File metadata and controls

29 lines (20 loc) · 2.97 KB

SNP Analysis #2: Tutorial 2

Mapping, Variant Calling, and Filtering

Purpose

Traditionally you would need to run at least three separate steps to map reads to the reference genome, identify variants, and filter out low quality variants. The snippy software package wraps these three steps together and simplifies the process.

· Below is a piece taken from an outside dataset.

PR #2331, opened 2024-11-23
Emit internal log for global meter provider

cijothomas:
Continuing from https://github.com/open-telemetry/opentelemetry-rust/pull/2330.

Note that snippy works well for bacterial genomes like we are analyzing, but is not well-suited for identifying variants in more complex eurkaryotic genomes.

Reduced guidance ahead!

At this point you should be learning many of the commands in BASH. In this tutorial, we will not be providing as many explicit commands and will expect you to lean back on the skills you built in the earlier exercises to come up with the commands yourself. We have tried to bold many of the actions you need to take to make sure you do not miss anything. If you get stuck ask for help!

Running the analysis

  1. You will perform this analysis on the Biomix cluster, so use the ssh command to login to Biomix as you learned previously.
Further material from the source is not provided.